It only took one moment of weakness for Laney Keating’s world to fall apart. One stupid gesture for a hopeless crush. Then the rumors began. Slut, they called her. Queer. Psycho. Mentally ill, messed up, so messed up even her own mother decided she wasn’t worth sticking around for.
If Laney could erase that whole year, she would. College is her chance to start with a clean slate.
She’s not looking for new friends, but they find her: charming, handsome Armin, the only guy patient enough to work through her thorny defenses—and fiery, filterless Blythe, the bad girl and partner in crime who has thorns of her own.

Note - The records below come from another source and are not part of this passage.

PR #2092, opened 2019-11-14
Server > Get Started: use tested sources for DartPad Hello World

chalin:
Contributes to #1803 by replacing a Gist-based DartPad with a DartPad initialized from an analyzed and tested code excerpt from our examples folder.

**Notes:**
- This PR uses the **_experimental_** DartPad [inject_embed feature](https://github.com/dart-lang/dart-pad/wiki/Embedding-Guide#converting-code-blocks-to-dartpad).
- The DartPad is initialized with the base Hello World excerpt that was already a part of our examples, rather than create a new Hello World variant that illustrates use of `const`.

Followup to #1921
Related to #1919

### Staged
https://dart-dev-staging-1.firebaseapp.com/tutorials/server/get-started

### Screen shot

> Screen Shot 2019-11-14 at 12 12 35

cc @johnpryan @legalcodes @RedBrogdon

PR #2094, opened 2019-11-14
Server > Get Started: fix front matter

chalin:
Followup to #2092.

It seems that the Jekyll YAML parser under MacOS is different from (more lenient than) the Linux one. Under Linux, a YAML syntax error was reported, but not under MacOS.

cc @kwalrath @johnpryan @legalcodes


chalin:
Btw, I wasn't able to reproduce the problem locally, under MacOS.

chalin:
Travis is green. Merging since this fixes a page that is currently broken.

Issue #1256, opened 2018-12-07
Improve/update pub pages


kwalrath:
I found some non-urgent issues when doing a survey of all the pages under https://www.dartlang.org/tools/pub/cmd. (I was comparing them to the output of `pub help <cmd>`, for pub version 2.1.0). Here are my notes, in case anyone has a yen to improve these pages:

* `pub help` and `pub version` don't have pages. (I don't think this is a problem, since they're kind of obvious.)
* I filed dart-lang/pub#2001 about small issues with the pub command's references to doc pages.
* No pages talk about the `no-` modifier to `--` options. (I don't think this is a problem, since it's in the help.)
* Options section contents and formatting aren't consistent.
* `pub deps` page is missing `--dev` and `--executables`.
* `pub downgrade` page is missing `-n, --dry-run`. (Why doesn't `pub downgrade` have `--precompile`?)
* `pub get` and `pub upgrade` pages are missing `--precompile` and `-n, --dry-run`.

There was a more important issue in `pub run`, which I'm fixing in #1255.

kwalrath:
Also see #1342, which mentions that all the pub pages could probably use a look-through.

sil3nthill:
hello i would like to work for this and make a PR , what should i exactly do ?

kwalrath:
@sil3nthill thank you for the offer! We're in the middle of a bunch of site changes, so we're avoiding content changes until after I/O (early May).

Would you be willing to look at this in May?

gryclmn:
I would like to help with this issue as well for a first time PR. How can I help?

Purukitto:
Is this issue fixed to satisfaction or can I contribute to it?

Purukitto:
@kwalrath Is this issue fixed to satisfaction or can I contribute to it?

kwalrath:
Sorry, @sil3nthill, @gryclmn, and @Purukitto for not getting back to you sooner!

We're ready to accept changes on these pages now. What I'd love is for each of you to claim one page (here in a comment) and commit a PR for that page fixing whatever issues I noted above for the page. I'm open to any other fixes you deem necessary, as well.

Once we have a single-page PR from you, then we can figure out how to organize the rest of the work.

Does that sound OK?

Purukitto:
@kwalrath 
> Does that sound OK?

Sure does
<br><br>
> `pub help` and `pub version` don't have pages. (I don't think this is a problem, since they're kind of obvious.)

[...]

PR #2099, opened 2019-11-15
Update pub-deps.md

jtxmp:
Update description for pub deps options.

Contributes to #1256

### DIFF
--- a/src/tools/pub/cmd/pub-deps.md
+++ b/src/tools/pub/cmd/pub-deps.md
@@ -7,7 +7,7 @@ toc: false
 _Deps_ is one of the commands of the [pub tool](/tools/pub/cmd).
 
 {% prettify none %}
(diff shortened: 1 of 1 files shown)


jtxmp:
@googlebot I signed it!

chalin:
> I'm not sure how to treat default options (e.g. `--dev`) and negatable options (`dev`/`--no-dev`) ...

I'd suggest that we use the same style the args library promotes, e.g., for the `pub deps` command we get `--[no-]dev`:

```console
> pub deps -h
Print package dependencies.

Usage: pub deps
-h, --help           Print this usage information.
-s, --style          How output should be displayed.
                     [compact, tree (default), list]

    --[no-]dev       Whether to include dev dependencies.
                     (defaults to on)

    --executables    List all available executables.

Run "pub help" to see global options.
```

PR #2101, opened 2019-11-16
Add directions for getting the args package

### LINKED ISSUE #432: Not clear how to add dependencies to a command-line dart app from the command-line tutorial
https://dart.dev/tutorials/server/cmdline

It's not clear from this tutorial that you need a pubspec or some other definition to resolve the dependency on package:args.

kwalrath:
Fixes #432

Staged: https://kw-staging-dartlang-2.firebaseapp.com/tutorials/server/cmdline#getting-dependencies

I tried to make this as lightweight as possible, to keep the focus on the code rather than on how to get and modify the template. But that means it breaks some conventions (as I admit in the text).

### DIFF
--- a/src/_tutorials/server/cmdline.md
+++ b/src/_tutorials/server/cmdline.md
@@ -91,9 +91,55 @@ brief description of key app features, click the highlighted code below.
 
 {% include_relative _dcat-example.html %}
 
-You can run the app from the command line over `quote.txt`
-([downloadable file]({{site.repo.this}}/blob/master/examples/misc/test_data/quote.txt?raw=1){:target="_blank"})
-or any other text file:
+
+### Getting dependencies
+
+You might notice that dcat depends on a package named **args**.
+To get the args package, use the
+[pub package manager](/guides/packages).
+
+A real app has tests, license files, and so on, in a file hierarchy
+such as the one in the [Dart command-line app template.][]
+But for this first app, let's do the minimum necessary to get the code to run:
+
+[Dart command-line app template.]: https://github.com/dart-lang/stagehand/tree/master/templates/console-full
+
+1. Create a directory named `dcat`, and change to that directory.
+2. Inside `dcat`, create a file named `dcat.dart`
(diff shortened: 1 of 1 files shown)


src/_tutorials/server/cmdline.md
```diff
@@ -91,9 +91,55 @@ brief description of key app features, click the highlighted code below.
...
+   $ pub get
+   Resolving dependencies... 
+   + args 1.5.2
+   Changed 1 dependency!
+   ```
+
+{{site.alert.note}}
+  To learn more about using packages and organizing your code, see the
+  [package documentation](/guides/packages) and
+  [layout conventions](/tools/pub/package-layout).
```
johnpryan: nit: Could there also be a link to ["the pub tool"](https://dart.dev/tools/pub/cmd)?

src/_tutorials/server/cmdline.md
```diff
@@ -91,9 +91,55 @@ brief description of key app features, click the highlighted code below.
...
+   with the following code:
+
+   ```yaml
+   name: dcat
+
+   environment:
+     sdk: '>=2.6.0 <3.0.0'
+
+   dependencies:
+     args: ^1.5.0
```
chalin: Do you want me to setup a code-excerpt instruction for this code block afterwards?

kwalrath: That would be great. I didn't because it wasn't obvious how to do so. :)

src/_tutorials/server/cmdline.md
kwalrath: Do you think that readers will think something's missing if I leave out that link? The package docs introduce the pub tool and link to all the pub command docs, so the pub tool link seems unnecessary and possibly confusing.

kwalrath:
I'm going to merge... we can always update later.

src/_tutorials/server/cmdline.md
johnpryan: ok, that makes sense.

PR #2110, opened 2019-11-17
Update pub-downgrade.md

jtxmp:
Update description for pub downgrade options.

Note: There is no option for `--precompile` in `pub downgrade`: https://github.com/dart-lang/pub/blob/master/lib/src/command/downgrade.dart

Contributes to #1256.

### DIFF
--- a/src/tools/pub/cmd/pub-downgrade.md
+++ b/src/tools/pub/cmd/pub-downgrade.md
@@ -6,7 +6,7 @@ description: Use pub downgrade to get the lowest versions of all dependencies us
 _Downgrade_ is one of the commands of the [pub tool](/tools/pub/cmd).
 
 {% prettify sh %}
-$ pub downgrade [args] [dependencies] [--offline] [--no-offline] [--dry-run]
+$ pub downgrade [--[no]-offline] [-n|--dry-run] [dependencies...] 
 {% endprettify %}
 
 Without any additional arguments, `pub downgrade` gets the lowest versions of
@@ -105,15 +105,12 @@ available.
 For options that apply to all pub commands, see
 [Global options](/tools/pub/cmd#global-options).
 
-`--offline`
-: Use locally cached packages instead of accessing the network.
-
-`--no-offline`
-: Connect to the network to check for hosted dependencies. This is the 
-default setting.
+`--[no]-offline`
+: By default, pub connects to the network to check for hosted 
+dependencies (`--no-offline`). To use cached packages instead, use `--offline`.
 
 `--dry-run` or `-n`
-: Report what dependencies would change but would not change any.
+: Report what dependencies would change but don't change any.
 
 
 <aside class="alert alert-info" markdown="1">
--- a/src/tools/pub/cmd/pub-downgrade.md
+++ b/src/tools/pub/cmd/pub-downgrade.md
@@ -99,13 +99,22 @@ trying to find a set of versions that work with your package from what's already
 available.
 
 
-## Options {#options}
 
-The `pub downgrade` command supports the
-[`pub get` options](/tools/pub/cmd/pub-get#options).
+## Options
 
 For options that apply to all pub commands, see
 [Global options](/tools/pub/cmd#global-options).
+
+`--offline`
+: Uses locally cached packages instead of accessing the network.
+
+`--no-offline`
+: Connects to the network to check for hosted dependencies. This is the 
+default setting.
+
+`--dry-run` or `-n`
+: Reports what dependencies would change but would not change any.
+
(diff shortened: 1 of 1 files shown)


src/tools/pub/cmd/pub-downgrade.md
```diff
@@ -99,14 +99,23 @@ trying to find a set of versions that work with your package from what's already
...
 
 For options that apply to all pub commands, see
 [Global options](/tools/pub/cmd#global-options).
 
+`--offline`
+: Use locally cached packages instead of accessing the network.
+
+`--no-offline`
+: Connect to the network to check for hosted dependencies. This is the 
+default setting.
```
chalin: I think that we can be more terse when it comes to expressing what the default setting is. How about: _Connect to the network to check for hosted dependencies (default)._

This is often what tools do. @kwalrath, thoughts?

src/tools/pub/cmd/pub-downgrade.md
```diff
@@ -6,7 +6,7 @@ description: Use pub downgrade to get the lowest versions of all dependencies us
 _Downgrade_ is one of the commands of the [pub tool](/tools/pub/cmd).
 
 {% prettify sh %}
-$ pub downgrade [args] [dependencies]
+$ pub downgrade [args] [dependencies] [--offline] [--no-offline] [--dry-run]
```
chalin: Hi. Thanks for the PR.

As I mentioned in https://github.com/dart-lang/site-www/pull/2099#issuecomment-554756767, I'd suggest using the same syntax as the command help, namely `--[no-]offline`, etc.

- The `args` were meant to represent the options. If you're explicitly listing the options, they need to appear before the dependencies (and so drop `args`)
- dependencies -> dependencies... 
- Maybe include the shorthand too: `--dry-run` -> `-n|--dry-run`? @kwalrath WDYT?

---

```console
> pub downgrade -h
Downgrade the current package's dependencies to oldest versions.

This doesn't modify the lockfile, so it can be reset with "pub get".

Usage: pub downgrade [dependencies...]
-h, --help            Print this usage information.
    --[no-]offline    Use cached packages instead of accessing the network.
-n, --dry-run         Report what dependencies would change but don't change any.

Run "pub help" to see global options.
See https://dart.dev/tools/pub/cmd/pub-downgrade for detailed documentation.
```

src/tools/pub/cmd/pub-downgrade.md
```diff
@@ -99,14 +99,23 @@ trying to find a set of versions that work with your package from what's already
...
 
+`--offline`
+: Use locally cached packages instead of accessing the network.
+
+`--no-offline`
+: Connect to the network to check for hosted dependencies. This is the 
+default setting.
+
+`--dry-run` or `-n`
+: Report what dependencies would change but would not change any.
```
chalin: You can stick to the command help text: _Report what dependencies would change but don't change any._

src/tools/pub/cmd/pub-downgrade.md
```diff
@@ -99,14 +99,23 @@ trying to find a set of versions that work with your package from what's already
 available.
 
 
-## Options {#options}
```
chalin: Good move dropping the unnecessary `{#options}` syntax.

src/tools/pub/cmd/pub-downgrade.md
jtxmp: Hi @chalin,

Thanks for your guidance! Pending @kwalrath 's input, I will amend the line to read:

`
$ pub downgrade [--[no-]offline] [-n|--dry-run] [dependencies...] 
`

src/tools/pub/cmd/pub-downgrade.md
kwalrath: It might be clearer to have the "default" at the beginning of the explanation, or after the period. Maybe:

```
:  Default. Connect ...
```

But if we combine negatable flags, that won't work. Maybe, in that case:

```
`--[no-]offline`
: By default, pub connects to the network... (`--offline`). To use cached packages instead, use `--no-offline`.
```

kwalrath: (It took me a couple of times to get the sense of the flag right... I think.)

src/tools/pub/cmd/pub-downgrade.md
kwalrath: @jtxmp I'll be happy to review again once you've made the changes @chalin suggested.

kwalrath:
Oops, it looks like I dropped the ball here. I'll try to take a look today.

PR #3030, opened 2021-03-03
Fix base and focus styles of Try Dart select

parlough:
Before this change it was almost impossible to tell the element was focused.

### Previously:

Base: 
image

Focus:
image

### After:

Base:
image

Focus:
image

I rounded the corners of the select to better match the other buttons on the page.


kwalrath:
Thanks, @parlough!

PR #3033, opened 2021-03-03
Remove link to unsupported russian site

parlough:
The link is currently dead and it wasn't updated in over a year according to the [Github repository](https://github.com/iboldurev/dart-lang). Best not to confuse users or bring them to quite outdated information if it does come back up.

If it comes back up and has updates, then this would definitely be worth being re-included.


kwalrath (approved):
Thanks, @parlough!

PR #3034, opened 2021-03-03
Update mention of Flutter Web in FAQ now that it is stable

parlough:
Now that flutter for web is stable and no longer a technical preview I thought it was fitting to update this mention.


kwalrath (approved):
Nice catch, @parlough!

kevmoo (approved):

PR #3035, opened 2021-03-03
Remove mention of asm.js

parlough:
Since `asm.js` is no longer developed and has long been superseded by WebAssembly, this section doesn't make much sense anymore.

This could be replaced by a section about WebAssembly, but it seems that answer is still in flux but perhaps @mraleph could follow up with a replacement piece, but it's not necessary.


kwalrath (approved):
lgtm, but @kevmoo should take a look

kevmoo:
Yup. This is good to drop. A discussion of wasm may be worth adding at some point.

PR #3036, opened 2021-03-03
Switch mention from error codes to diagnostics

parlough:
The list of diagnostics found at https://dart.dev/tools/diagnostic-messages is much more useful than a literal list of the error strings(https://github.com/dart-lang/sdk/blob/master/pkg/analyzer/lib/error/error.dart).


kwalrath (approved):
Thanks!

PR #3038, opened 2021-03-03
Unfork effective dart

munificent:
Here it is! I broke it up into smaller commits to try to make it easier to review. The unfork commit is literally just file moves with no textual changes.


kwalrath (approved):
lgtm! I'll just wait for the build to finish. I'll probably also stage locally, so I can do a little manual link clicking.

kwalrath (approved):
lgtm!

src/_guides/language/effective-dart/usage.md
```diff
@@ -292,39 +556,19 @@ Instead, there are faster and more readable getters: `.isEmpty` and
...
 
 {:.bad}
-<?code-excerpt "misc/lib/effective_dart/usage_bad.dart (dont-use-length)"?>
+<?code-excerpt "usage_bad.dart (dont-use-length)"?>
 {% prettify dart tag=pre+code %}
 if (lunchBox.length == 0) return 'so hungry...';
 if (!words.isEmpty) return words.join(' ');
 {% endprettify %}
 
-### CONSIDER using higher-order methods to transform a sequence.
```
sungamagnus, line 308: Is there a reason why `CONSIDER using higher-order methods to transform a sequence.` is deleted?  It's still referenced in Overview page 

https://dart.dev/guides/language/effective-dart#:~:text=CONSIDER%20using%20higher-order%20methods%20to%20transform%20a%20sequence.

kwalrath: That's weird. @munificent?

But Laney knows nothing good ever lasts. When a ghost from her past resurfaces—the bully who broke her down completely—she decides it’s time to live up to her own legend. And Armin and Blythe are going to help.
Which was the plan all along.
Because the rumors are true. Every single one. And Laney is going to show them just how true.
She’s going to show them all.
I bottle my hate until it ferments into poison, and then I get high off the fumes.
Going to try write this review without copious use of the f-bomb, but we shall see if I succeed – because all I want to do is go FUCKING HELL WHAT DID I JUST READ.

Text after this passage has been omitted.